Supplied entries:
---+---

PR #288, opened 2018-11-15
feat(ast): add a function for checking for errors within the AST

jsternberg:
The `Check` function will annotate the AST with errors in the AST
construction. The parser will be modified to make a best effort to
produce an AST, but it will produce an invalid AST when it gets an
invalid input.

The `GetErrors` method will traverse the AST and report any errors it
finds within the AST construction that were added a result of `Check`.

Related to #305.

### DIFF
--- a/ast/errors.go
+++ b/ast/errors.go
@@ -1,0 +1,92 @@
+package ast
+
+import (
+	"bytes"
+	"fmt"
+	"io"
+	"strconv"
+)
+
+// Check will inspect each node and annotate it with any AST errors.
+// It will return the number of errors that were found.
+func Check(root Node) int {
+	v := errorVisitor{}
+	Walk(&v, root)
+	return v.count
+}
+
+// check will inspect a single node and annotate it with any AST errors.
+// For convenience, it returns the number of errors that were identified.
+func check(n Node) int {
+	// TODO(jsternberg): Fill in the details for how we retrieve errors.
+	switch n := n.(type) {
+	case *BadStatement:
+		n.Errors = append(n.Errors, Error{
+			Msg: fmt.Sprintf("invalid statement: %s", n.Text),
+		})
+		return len(n.Errors)
+	}
+
+	return 0
+}
+
+// GetError will return the first error within an AST.
+func GetError(n Node) error {
+	errs := GetErrors(n)
+	if len(errs) == 0 {
+		return nil
+	}
+	return errs[0]
+}
+
+// GetErrors will return each of the errors within an AST.
+func GetErrors(n Node) (errs []error) {
+	Walk(CreateVisitor(func(node Node) {
+		if nerrs := node.Errs(); len(nerrs) > 0 {
+			for _, err := range nerrs {
+				errs = append(errs, err)
+			}
+		}
+	}), n)
+	return errs
+}
+
+// PrintErrors will format the errors within the AST and output them
+// to the writer.
+func PrintErrors(w io.Writer, root Node) {
+	var buf bytes.Buffer
+	Walk(CreateVisitor(func(node Node) {
+		if errs := node.Errs(); len(errs) > 0 {
+			loc := node.Location()
+			for _, err := range errs {
+				buf.WriteString("error")
+				if loc.Start.Line > 0 {
+					buf.WriteByte(':')
+					buf.WriteString(strconv.FormatInt(int64(loc.Start.Line), 10))
+				}
+				if loc.Start.Column > 0 {
+					if buf.Len() > 0 {
+						buf.WriteByte(':')
+					}
+					buf.WriteString(strconv.FormatInt(int64(loc.Start.Column), 10))
+				}
+				buf.WriteString(": ")
+				buf.WriteString(err.Msg)
+				buf.WriteByte('\n')
+				_, _ = w.Write(buf.Bytes())
+				buf.Reset()
+			}
+		}
+	}), root)
+}
+
+type errorVisitor struct {
+	count int
+}
+
+func (ev *errorVisitor) Visit(n Node) Visitor {
+	ev.count += check(n)
+	return ev
+}
+
+func (ev *errorVisitor) Done(n Node) {}
--- a/parser/parser.go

---+---

Your assignment: A full, exact repeat of the entries above is required.

Exercise response:
PR #288, opened 2018-11-15
feat(ast): add a function for checking for errors within the AST

jsternberg:
The `Check` function will annotate the AST with errors in the AST
construction. The parser will be modified to make a best effort to
produce an AST, but it will produce an invalid AST when it gets an
invalid input.

The `GetErrors` method will traverse the AST and report any errors it
finds within the AST construction that were added a result of `Check`.

Related to #305.

### DIFF
--- a/ast/errors.go
+++ b/ast/errors.go
@@ -1,0 +1,92 @@
+package ast
+
+import (
+	"bytes"
+	"fmt"
+	"io"
+	"strconv"
+)
+
+// Check will inspect each node and annotate it with any AST errors.
+// It will return the number of errors that were found.
+func Check(root Node) int {
+	v := errorVisitor{}
+	Walk(&v, root)
+	return v.count
+}
+
+// check will inspect a single node and annotate it with any AST errors.
+// For convenience, it returns the number of errors that were identified.
+func check(n Node) int {
+	// TODO(jsternberg): Fill in the details for how we retrieve errors.
+	switch n := n.(type) {
+	case *BadStatement:
+		n.Errors = append(n.Errors, Error{
+			Msg: fmt.Sprintf("invalid statement: %s", n.Text),
+		})
+		return len(n.Errors)
+	}
+
+	return 0
+}
+
+// GetError will return the first error within an AST.
+func GetError(n Node) error {
+	errs := GetErrors(n)
+	if len(errs) == 0 {
+		return nil
+	}
+	return errs[0]
+}
+
+// GetErrors will return each of the errors within an AST.
+func GetErrors(n Node) (errs []error) {
+	Walk(CreateVisitor(func(node Node) {
+		if nerrs := node.Errs(); len(nerrs) > 0 {
+			for _, err := range nerrs {
+				errs = append(errs, err)
+			}
+		}
+	}), n)
+	return errs
+}
+
+// PrintErrors will format the errors within the AST and output them
+// to the writer.
+func PrintErrors(w io.Writer, root Node) {
+	var buf bytes.Buffer
+	Walk(CreateVisitor(func(node Node) {
+		if errs := node.Errs(); len(errs) > 0 {
+			loc := node.Location()
+			for _, err := range errs {
+				buf.WriteString("error")
+				if loc.Start.Line > 0 {
+					buf.WriteByte(':')
+					buf.WriteString(strconv.FormatInt(int64(loc.Start.Line), 10))
+				}
+				if loc.Start.Column > 0 {
+					if buf.Len() > 0 {
+						buf.WriteByte(':')
+					}
+					buf.WriteString(strconv.FormatInt(int64(loc.Start.Column), 10))
+				}
+				buf.WriteString(": ")
+				buf.WriteString(err.Msg)
+				buf.WriteByte('\n')
+				_, _ = w.Write(buf.Bytes())
+				buf.Reset()
+			}
+		}
+	}), root)
+}
+
+type errorVisitor struct {
+	count int
+}
+
+func (ev *errorVisitor) Visit(n Node) Visitor {
+	ev.count += check(n)
+	return ev
+}
+
+func (ev *errorVisitor) Done(n Node) {}
--- a/parser/parser.go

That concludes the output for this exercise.